## DIRECTIONS
Set the records down again in full, with every word kept.

Stored data

= Beginning of Section =

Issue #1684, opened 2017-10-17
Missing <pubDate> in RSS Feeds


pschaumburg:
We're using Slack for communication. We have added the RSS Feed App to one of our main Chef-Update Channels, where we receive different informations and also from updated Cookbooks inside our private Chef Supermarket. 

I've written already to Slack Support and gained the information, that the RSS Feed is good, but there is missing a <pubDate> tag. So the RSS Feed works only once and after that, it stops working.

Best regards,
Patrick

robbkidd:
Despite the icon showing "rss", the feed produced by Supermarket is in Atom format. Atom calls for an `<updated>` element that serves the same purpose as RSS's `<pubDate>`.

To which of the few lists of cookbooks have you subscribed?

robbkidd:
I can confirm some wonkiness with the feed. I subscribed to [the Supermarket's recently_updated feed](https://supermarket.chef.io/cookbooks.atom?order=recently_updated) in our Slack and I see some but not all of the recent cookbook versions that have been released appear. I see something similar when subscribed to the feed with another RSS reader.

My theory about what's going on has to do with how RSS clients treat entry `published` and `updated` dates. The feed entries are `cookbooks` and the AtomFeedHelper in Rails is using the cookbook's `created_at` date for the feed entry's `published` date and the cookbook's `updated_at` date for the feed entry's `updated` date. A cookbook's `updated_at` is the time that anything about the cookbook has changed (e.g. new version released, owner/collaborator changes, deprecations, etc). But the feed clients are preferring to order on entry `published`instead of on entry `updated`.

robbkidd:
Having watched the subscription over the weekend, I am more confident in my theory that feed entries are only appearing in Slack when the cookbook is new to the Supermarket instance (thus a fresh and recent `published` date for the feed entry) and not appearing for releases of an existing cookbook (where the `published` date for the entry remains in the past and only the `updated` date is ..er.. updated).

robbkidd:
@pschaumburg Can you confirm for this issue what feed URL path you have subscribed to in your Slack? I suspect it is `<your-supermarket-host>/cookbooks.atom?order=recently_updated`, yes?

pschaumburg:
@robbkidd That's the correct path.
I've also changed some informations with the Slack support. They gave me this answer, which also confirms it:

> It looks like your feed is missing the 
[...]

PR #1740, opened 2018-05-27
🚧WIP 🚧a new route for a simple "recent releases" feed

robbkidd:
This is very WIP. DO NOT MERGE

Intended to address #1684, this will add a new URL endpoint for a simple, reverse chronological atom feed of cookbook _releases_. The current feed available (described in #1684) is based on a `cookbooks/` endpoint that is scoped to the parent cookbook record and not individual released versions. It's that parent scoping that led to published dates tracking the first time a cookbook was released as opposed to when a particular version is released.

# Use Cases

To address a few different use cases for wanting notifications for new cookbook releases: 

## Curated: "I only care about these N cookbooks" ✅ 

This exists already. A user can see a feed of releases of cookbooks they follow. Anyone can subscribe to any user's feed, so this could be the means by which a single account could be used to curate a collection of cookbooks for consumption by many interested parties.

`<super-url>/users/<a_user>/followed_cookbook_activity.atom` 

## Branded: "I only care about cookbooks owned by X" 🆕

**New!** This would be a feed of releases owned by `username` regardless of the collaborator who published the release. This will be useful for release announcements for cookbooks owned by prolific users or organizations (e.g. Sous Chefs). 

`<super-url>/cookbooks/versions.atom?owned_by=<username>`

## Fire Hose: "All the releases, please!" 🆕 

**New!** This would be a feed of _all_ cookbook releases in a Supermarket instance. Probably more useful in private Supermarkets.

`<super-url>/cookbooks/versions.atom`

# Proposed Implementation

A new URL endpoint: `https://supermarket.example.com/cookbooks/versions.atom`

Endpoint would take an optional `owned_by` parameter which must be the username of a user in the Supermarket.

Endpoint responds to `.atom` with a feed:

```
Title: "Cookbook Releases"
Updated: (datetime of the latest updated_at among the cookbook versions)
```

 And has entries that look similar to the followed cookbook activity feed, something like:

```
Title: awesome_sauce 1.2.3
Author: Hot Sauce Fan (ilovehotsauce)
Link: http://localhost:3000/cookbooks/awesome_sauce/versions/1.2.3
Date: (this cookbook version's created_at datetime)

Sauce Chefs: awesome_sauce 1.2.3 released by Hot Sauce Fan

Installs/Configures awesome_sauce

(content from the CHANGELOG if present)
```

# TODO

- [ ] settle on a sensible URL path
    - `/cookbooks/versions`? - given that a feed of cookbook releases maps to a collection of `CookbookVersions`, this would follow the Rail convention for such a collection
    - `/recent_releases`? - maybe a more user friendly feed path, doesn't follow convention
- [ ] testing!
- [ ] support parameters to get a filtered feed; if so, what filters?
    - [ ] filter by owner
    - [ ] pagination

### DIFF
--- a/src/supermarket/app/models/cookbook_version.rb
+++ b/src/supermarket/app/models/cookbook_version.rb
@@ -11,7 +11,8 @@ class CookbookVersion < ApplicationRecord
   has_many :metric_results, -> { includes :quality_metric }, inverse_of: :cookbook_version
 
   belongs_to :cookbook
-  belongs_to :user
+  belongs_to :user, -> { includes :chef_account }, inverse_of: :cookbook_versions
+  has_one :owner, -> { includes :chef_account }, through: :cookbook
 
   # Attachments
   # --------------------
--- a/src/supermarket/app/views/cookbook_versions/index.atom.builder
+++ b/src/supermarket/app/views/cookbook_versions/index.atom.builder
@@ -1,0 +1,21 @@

= End of Section =

## FINAL ANSWER
Issue #1684, opened 2017-10-17
Missing <pubDate> in RSS Feeds


pschaumburg:
We're using Slack for communication. We have added the RSS Feed App to one of our main Chef-Update Channels, where we receive different informations and also from updated Cookbooks inside our private Chef Supermarket. 

I've written already to Slack Support and gained the information, that the RSS Feed is good, but there is missing a <pubDate> tag. So the RSS Feed works only once and after that, it stops working.

Best regards,
Patrick

robbkidd:
Despite the icon showing "rss", the feed produced by Supermarket is in Atom format. Atom calls for an `<updated>` element that serves the same purpose as RSS's `<pubDate>`.

To which of the few lists of cookbooks have you subscribed?

robbkidd:
I can confirm some wonkiness with the feed. I subscribed to [the Supermarket's recently_updated feed](https://supermarket.chef.io/cookbooks.atom?order=recently_updated) in our Slack and I see some but not all of the recent cookbook versions that have been released appear. I see something similar when subscribed to the feed with another RSS reader.

My theory about what's going on has to do with how RSS clients treat entry `published` and `updated` dates. The feed entries are `cookbooks` and the AtomFeedHelper in Rails is using the cookbook's `created_at` date for the feed entry's `published` date and the cookbook's `updated_at` date for the feed entry's `updated` date. A cookbook's `updated_at` is the time that anything about the cookbook has changed (e.g. new version released, owner/collaborator changes, deprecations, etc). But the feed clients are preferring to order on entry `published`instead of on entry `updated`.

robbkidd:
Having watched the subscription over the weekend, I am more confident in my theory that feed entries are only appearing in Slack when the cookbook is new to the Supermarket instance (thus a fresh and recent `published` date for the feed entry) and not appearing for releases of an existing cookbook (where the `published` date for the entry remains in the past and only the `updated` date is ..er.. updated).

robbkidd:
@pschaumburg Can you confirm for this issue what feed URL path you have subscribed to in your Slack? I suspect it is `<your-supermarket-host>/cookbooks.atom?order=recently_updated`, yes?

pschaumburg:
@robbkidd That's the correct path.
I've also changed some informations with the Slack support. They gave me this answer, which also confirms it:

> It looks like your feed is missing the 
[...]

PR #1740, opened 2018-05-27
🚧WIP 🚧a new route for a simple "recent releases" feed

robbkidd:
This is very WIP. DO NOT MERGE

Intended to address #1684, this will add a new URL endpoint for a simple, reverse chronological atom feed of cookbook _releases_. The current feed available (described in #1684) is based on a `cookbooks/` endpoint that is scoped to the parent cookbook record and not individual released versions. It's that parent scoping that led to published dates tracking the first time a cookbook was released as opposed to when a particular version is released.

# Use Cases

To address a few different use cases for wanting notifications for new cookbook releases: 

## Curated: "I only care about these N cookbooks" ✅ 

This exists already. A user can see a feed of releases of cookbooks they follow. Anyone can subscribe to any user's feed, so this could be the means by which a single account could be used to curate a collection of cookbooks for consumption by many interested parties.

`<super-url>/users/<a_user>/followed_cookbook_activity.atom` 

## Branded: "I only care about cookbooks owned by X" 🆕

**New!** This would be a feed of releases owned by `username` regardless of the collaborator who published the release. This will be useful for release announcements for cookbooks owned by prolific users or organizations (e.g. Sous Chefs). 

`<super-url>/cookbooks/versions.atom?owned_by=<username>`

## Fire Hose: "All the releases, please!" 🆕 

**New!** This would be a feed of _all_ cookbook releases in a Supermarket instance. Probably more useful in private Supermarkets.

`<super-url>/cookbooks/versions.atom`

# Proposed Implementation

A new URL endpoint: `https://supermarket.example.com/cookbooks/versions.atom`

Endpoint would take an optional `owned_by` parameter which must be the username of a user in the Supermarket.

Endpoint responds to `.atom` with a feed:

```
Title: "Cookbook Releases"
Updated: (datetime of the latest updated_at among the cookbook versions)
```

 And has entries that look similar to the followed cookbook activity feed, something like:

```
Title: awesome_sauce 1.2.3
Author: Hot Sauce Fan (ilovehotsauce)
Link: http://localhost:3000/cookbooks/awesome_sauce/versions/1.2.3
Date: (this cookbook version's created_at datetime)

Sauce Chefs: awesome_sauce 1.2.3 released by Hot Sauce Fan

Installs/Configures awesome_sauce

(content from the CHANGELOG if present)
```

# TODO

- [ ] settle on a sensible URL path
    - `/cookbooks/versions`? - given that a feed of cookbook releases maps to a collection of `CookbookVersions`, this would follow the Rail convention for such a collection
    - `/recent_releases`? - maybe a more user friendly feed path, doesn't follow convention
- [ ] testing!
- [ ] support parameters to get a filtered feed; if so, what filters?
    - [ ] filter by owner
    - [ ] pagination

### DIFF
--- a/src/supermarket/app/models/cookbook_version.rb
+++ b/src/supermarket/app/models/cookbook_version.rb
@@ -11,7 +11,8 @@ class CookbookVersion < ApplicationRecord
   has_many :metric_results, -> { includes :quality_metric }, inverse_of: :cookbook_version
 
   belongs_to :cookbook
-  belongs_to :user
+  belongs_to :user, -> { includes :chef_account }, inverse_of: :cookbook_versions
+  has_one :owner, -> { includes :chef_account }, through: :cookbook
 
   # Attachments
   # --------------------
--- a/src/supermarket/app/views/cookbook_versions/index.atom.builder
+++ b/src/supermarket/app/views/cookbook_versions/index.atom.builder
@@ -1,0 +1,21 @@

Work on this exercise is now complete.